Verwendung eines Vektors zur Expression roter und grüner Fluoreszenzproteine in Hefe im Verfahren nach einem der Ansprüche 1 bis 37, wobei dieser Vektor (I) eine ein grünes Fluoreszenzprotein exprimierende Kassette, umfassend das gfp-Gen, auf funktionsfähige Weise unter der Kontrolle eines in Hefe funktionsfähigen chimären LexA/GAL1-Promotors mit mehrfachen LexA-Operatorstellen stehend; und (II) eine ein rotes Fluoreszenzprotein exprimierende Kassette, umfassend das cobA-Gen, auf funktionsfähige Weise unter der Kontrolle eines in Hefe funktionsfähigen chimären cl/GAL1-Promotors mit mehrfachen cl-Operatorstellen stehend, umfasst.
Verwendung nach Anspruch 40, wobei der Vektor die Strukturmerkmale zur Expression des im Vektor pRT2 (SEQ ID NO:10) enthaltenen Fluoreszenzproteins besitzt.
Verfahren nach einem der Ansprüche 1 bis 41, zusätzlich umfassend: (IV) Isolierung einer Nukleotidsequenz, die einen Peptidinhibitor codiert, der teilweise oder vollständig die Zielinteraktion inhibiert; (V) Transfektion der eukaryontischen Zelle mit der isolierten Nukleinsäure; und (VI) Vergleich des Phänotyps oder Expressionsmusters der transfizierten eukaryontischen Zelle mit dem Phänotyp oder Expressionsmuster einer ansonsten isogenen untransfizierten Zelle, wobei ein unterschiedlicher Phänotyp oder ein unterschiedliches Expressionsmuster anzeigt, dass das Peptid eine Wirkung auf die Zelle hat.
Verfahren nach Anspruch 42, wobei die eukaryontische Zelle eine Säugerzelle ist.
Verfahren nach Anspruch 42 oder 43, wobei der Vergleich des Expressionsmusters der transfizierten eukaryontischen Zelle mit dem Expressionsmuster der ansonsten isogenen untransfizierten Zelle durchgeführt wird, indem man ein Array der von den transfizierten und der von den untransfizierten Zellen gebildeten Proteine oder Nukleinsäuren herstellt und diese Proteine oder Nukleinsäuren vergleicht.
Verfahren nach Anspruch 44 oder 45, wobei der Phänotyp der transfizierten Zelle mit dem Phänotyp der untransfizierten Zelle verglichen wird.

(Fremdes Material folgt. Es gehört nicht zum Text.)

PR #207, opened 2016-05-31
Concat matcher

ThomasPalomares:
As discussed this morning, PR for ConcatDictionaryMatch that merge consecutive candidates from a dictionary.
Moreover,  there is a 'dictionary_optional' option for which candidates will be merged with the candidates from the main dictionary. But candidates from just this dictionary won't be extracted.
For instance, if 'decrease' and 'of' are in the optional dictionary while 'germination' is in the main one, 'decrease of germination' will be extracted as candidate while just 'of' won't be extracted.

The class is made from the syntax from ddlite_matcher.py in master but can be remade to be adapted with the version in the candidate-extractor-2 branch that @ajratner is working on if needed.

Feel free to modify anything or to just add this as a "concat" option in the original DictionaryMatch class

### DIFF
--- a/ddlite_matcher.py
+++ b/ddlite_matcher.py
@@ -121,13 +121,15 @@ class ConcatDictionaryMatch(CandidateExtractor):
   """
   Selects according to ngram-matching against a dictionary i.e. list of words.
   If candidates are juxtaposed, will merge it in one candidate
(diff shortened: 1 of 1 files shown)


ajratner:
Covered in new PR; thanks though!

Issue #233, opened 2016-06-11
LSTM module


ajratner:
Ideally there is an object (e.g. something like `NoiseAwareLSTM`) which has a `train(candidates, marginals)` method--which takes in the output of the first pipeline stage--and then a `classify` method once trained

@SenWu thoughts here?

ajratner:
Added already by @SenWu !

PR #240, opened 2016-06-14
add LSTM module in DDLite

SenWu:
1. add LSTM module in DDLite
2. update GeneTaggerExample_Learning.ipynb to show how to run LSTM in DDLite


ajratner:
Hey @SenWu looks great!

A few things I think we should address before committing:
* **Code separation:** Just put the LSTM code in its own file at least
* **Options:** I know you had several configurations that you played around with when doing experiments- e.g. for entity extraction: (i) mention text only, (ii) words in window of size _d_ around mentions only, (iii) both; and I assume there are the same or more options for relations.  Can we expose these options here?
* **Returned marginals / predictions:** We should be clear and either return binary predictions or marginal probabilities; ideally both, which we should be able to do here.  In particular the code in this line in the example notebook is a little unclear:
`lstm_pred=[1. if i>0.5 else -1. for i in np.array(DDL.lstm_pred)[DDL.holdout()]]`
I am assuming `DDL.lstm_pred` here are the marginal probs?  Should be labeled as such, and then we can compute this line for the user and save as `lstm_pred`

ddlite.py
```diff
@@ -1297,6 +1313,355 @@ def show_log(self, idx=None):
...
+    f_grad = theano.function([x, mask, y, w], grads, name='f_grad')
+
+    lr = tensor.scalar(name='lr')
+    f_grad_shared, f_update = optimizer(lr, self.lstm_tparams, grads, x, mask, y, w, cost)
+
+    train_data, x, y, w = [], [], [], []
+    lf_probs = self.get_predicted_probability_lf()
+    for idx in self.training():
+        x.append(self.lstm_X[idx])
+        if lf_probs[idx]>0.5:
```
ajratner: Out of curiosity why this if-then?

ajratner:
@SenWu that's all from me for now!  Lmk when I should look again

ajratner:
Fixes #240 , fixes #233

ddlite.py
SenWu: Just to get likely-labels

ajratner: No I just mean is there any reason to use e.g. `y=1, w=0.65` versus `y=0, w=0.35` in your code?

SenWu:
Updated. Need sync about the tests.

ajratner:
Looks great!  Comments:
- What does word_window etc mean for relations?
- Add a few lines explaining options to the doc strings / add docstrings (we'll be transitioning to auto-generated documentation soon based on the doc strings)

For tests, can you sync with @netj or @henryre maybe?

SenWu:
1. For the meaning of word_window for relations, you can find it here: http://web.stanford.edu/~jurafsky/mintz.pdf
2. Updated doc.
3. Added a LSTM test.

ajratner:
Just add #1 to doc string for others' reference? Then LGTM!

SenWu:
Updated. Also merged up-to-date master.

henryre:
@SenWu Few things:
1. Looks like you're trying to merge into pipeline-clean, not master
2. There's a .DS_store file included
3. Storing marginals: we should probably store the latest LSTM marginals in `DDLiteModel.marginals` as well, so the utilities are agnostic to the method used. In that case, no need to store the hard class predictions.

SenWu:
@henryre Thanks for your feedback.
1. Let me close this PR, and open another one.
2. Removed. 
3. Yes, we store it in to `DDLiteModel.marginals`. Here is the link: https://github.com/HazyResearch/ddlite/blob/sen_lstm/ddlite.py#L1104

PR #266, opened 2016-06-21
Require Theano >= 0.8.2

pmlandwehr:
Testing one of the notebooks, it breaks with Theano 0.7, so should require a recent build.


ajratner:
@pmlandwehr thanks for this!

@SenWu thoughts?

SenWu:
LGTM. Merged.

PR #301, opened 2016-07-08
import defaultdict and shuffle before use

bhancock8:
I needed to explicitly import defaultdict and shuffle before I could use them in this ipynb. I added them at line 342. Is this necessary?


ajratner:
Great thanks!

PR #332, opened 2016-07-22
Update corpus object to refer to 'contexts' instead of 'sentences'

bhancock8:
All of our materials have been updated to use the new method calls (e.g., "get_contexts" instead of "get_sentences"), and a new object SentencesCorpus is a subclass of Corpus and accepts the "sentence" versions of those methods as well, for backwards compatibility.


ajratner:
@bhancock8 thanks for doing this!  LGTM

PR #338, opened 2016-07-23
ORM

stephenbach:
Not ready for a merge yet, but starting a PR to discuss.


ajratner:
High-level points to start (copying from issue):

1. Add to `tutorial/CDR_tutorial`
2. Make connection to database & table more explicit

Re: (2), I think that there should be a nice python interface for setting the db connection string (which can then be stored as `SNORKELDB` env var); this is simple and will make the mapping more clear / explicit

snorkel/parser.py
```diff
@@ -10,12 +10,133 @@
...
+
+
+class Document(SnorkelBase):
+    __tablename__ = 'document'
+    id = Column(Integer, primary_key=True)
+    corpus_id = Column(Integer, ForeignKey('corpus.id'))
+    corpus = relationship(Corpus, backref=backref('documents', uselist=True, cascade='delete,all'))
+    name = Column(String)
+    file = Column(String)
+    attribs = Column(PickleType)
```
ajratner: This `attribs` dict may contain an `xml.etree` object, which usually breaks pickle... we should check for issues here (specifically, see if this comes up when adding to `tutorial/CDR_tutorial`)

ajratner:
LGTM otherwise!

snorkel/candidates.py
```diff
@@ -1,24 +1,70 @@
...
+        """Default iterator is over Candidate objects"""
+        for candidate in self.candidates:
+            yield candidate
+
+    def get_candidates(self):
+        return self.candidates
+
+    def get_candidate(self, candidate_id):
+        """Retrieve a Candidate by id"""
+        session = SnorkelSession.object_session(self)
```
ajratner: What is the reason to get a new session each time, vs keeping one open with each Candidates object?

snorkel/candidates.py
```diff
@@ -101,80 +155,39 @@ def _extract_multiprocess(self, candidate_space, matcher, contexts, parallelism=
...
-
-        # Set basic object attributes
-        self.id          = "%s:%s-%s" % (self.sent_id, char_start, char_end)
-        self.char_start  = char_start
-        self.char_end    = char_end
-        self.char_len    = char_end - char_start + 1
-        self.word_start  = self.char_to_word_index(char_start)
-        self.word_end    = self.char_to_word_index(char_end)
-        self.n           = self.word_end - self.word_start + 1
-
```
ajratner: We'll need some of these attribs back- sent_*, metadata?

ajratner:
@stephenbach Make sure that this works with `CDR_tutorial` as that's the new code; the Gene tagger examples are just legacy supported until we can get the new tutorial done end-to-end...

ajratner:
We also have to get a handle on circular imports...

This is part of the drive to modularize properly anyway

snorkel/candidates.py
stephenbach: This shouldn't actually create a new Session, it just returns whichever session the Candidates object belongs to.

ajratner: So then getting very minor, but what happens if this is just saved as a class variable upon init?  Will they be switching sessions?

stephenbach: Good question. In that case the object's session is None. A possible fix is

```python
def get_candidate(self, candidate_id):
        session = SnorkelSession.object_session(self)
        if session is None:
            session = SnorkelSession()
            session.add(self)
            cand = session.query(Candidate).filter(Candidate.id == candidate_id).one()
            session.close()
            return cand
        else:
            return session.query(Candidate).filter(Candidate.id == candidate_id).one()
```

but this is running off the rails. See http://docs.sqlalchemy.org/en/latest/orm/session_basics.html#session-frequently-asked-questions

I think the issue is that canned queries without some externally supplied session in which to execute them is not the SQLAlchemy way AFAIK. So better fixes are probably either (1) take a session as an argument or (2) get rid of these methods and use session queries directly for specific candidates, documents, etc.

snorkel/candidates.py
stephenbach: Sentence level helper methods added in c9f9c7c

metadata has been renamed to meta because metadata is a reserved SQLAlchemy name.

stephenbach:
Ah, now I see how circular imports are messing up the CDR tutorial. Some of this is shaped by SQLAlchemy constraints, which I'm still exploring. @ajratner We should chat about this.

stephenbach:
I've collected all data models into the `snorkel.models` package so that
```python
import snorkel.models
```
or
```python
from snorkel.models import Corpus
```
works and initializes the entire database schema.

Additional details for extending the data models before initialization are included in the docs for `snorkel/models/__init__.py`

The old GeneTagger example now works without `from snorkel.snorkel import *`. Working on doing the same for the CDR tutorial, and then we should be ready for a merge.

stephenbach:
I redid the data model to make everything a Context, from Corpus to Document to Sentence. (Previously Corpora and Documents were their own types of containers.) This way, when we extract candidates, labeling functions and featurizers can traverse a general context graph.

Also used compound primary and foreign keys to avoid the id='ngram-sent-123456-0-0-5' madness. Now context and candidate primary keys are ints, and top level contexts like Corpora can have their own string primary keys in their subclass tables for easy retrieval (with their integer candidate id as a foreign key, which other contexts will use to refer to it).

The CDR tutorial is still erroring because it is trying to persist duplicate ngrams. Now that ngrams are uniquely IDed by context id, start, and end positions, this should be easier to debug.

chrismre:
So awesome.

ajratner:
Sounds great 👍 !!!  Lmk as soon as you have a clue about / example of the duplicate candidates and I can help debug

ajratner:
Preparing to merge into dev instead, closing this PR

PR #341, opened 2016-07-23
SlotFillMatch matcher

### LINKED ISSUE #311: SlotFill template-based Matcher
Can we implement a Matcher class that acccepts slot-filled strings akin to Python's  string format function?

For example:
`TemplateMatcher("{0} and/or {0} cancer", anatomy_dictionary)`
which could match strings like `breast and/or ovarian cancer`

Ideally this could operate on character level spans as well to match 
`TemplateMatcher("{0}/{0}", disease_abbrv, char_level=True)`
which could match strings like `ALD/AMN`

ajratner:
Fixes #311

### DIFF
--- a/snorkel/matchers.py
+++ b/snorkel/matchers.py
@@ -158,6 +158,38 @@ class Concat(NgramMatcher):
         return 0
 
 
+class SlotFillMatch(NgramMatcher):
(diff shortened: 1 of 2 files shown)


ajratner:
Note: this is for **single candidates that are defined compositionally**; for splitting single tokens into multiple candidates see #342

Verfahren zur Identifikation eines Peptids zur vorbeugenden oder therapeutischen Behandlung eine Säugers, wobei man das Verfahren nach einem der Ansprüche 44 bis 45 an einer erkrankten Zelle durchführt und ein Peptid selektiert, das den Phänotyp oder das Expressionsprofil der transfizierten Zelle revertiert.
Verfahren zur Identifikation eines Bindungspartners oder pharmakologischen Ziels, wobei man das Verfahren nach Anspruch 44 durchführt und die Nukleinsäure oder das Protein, die oder das in der transfizierten Zelle verändert ist, identifiziert.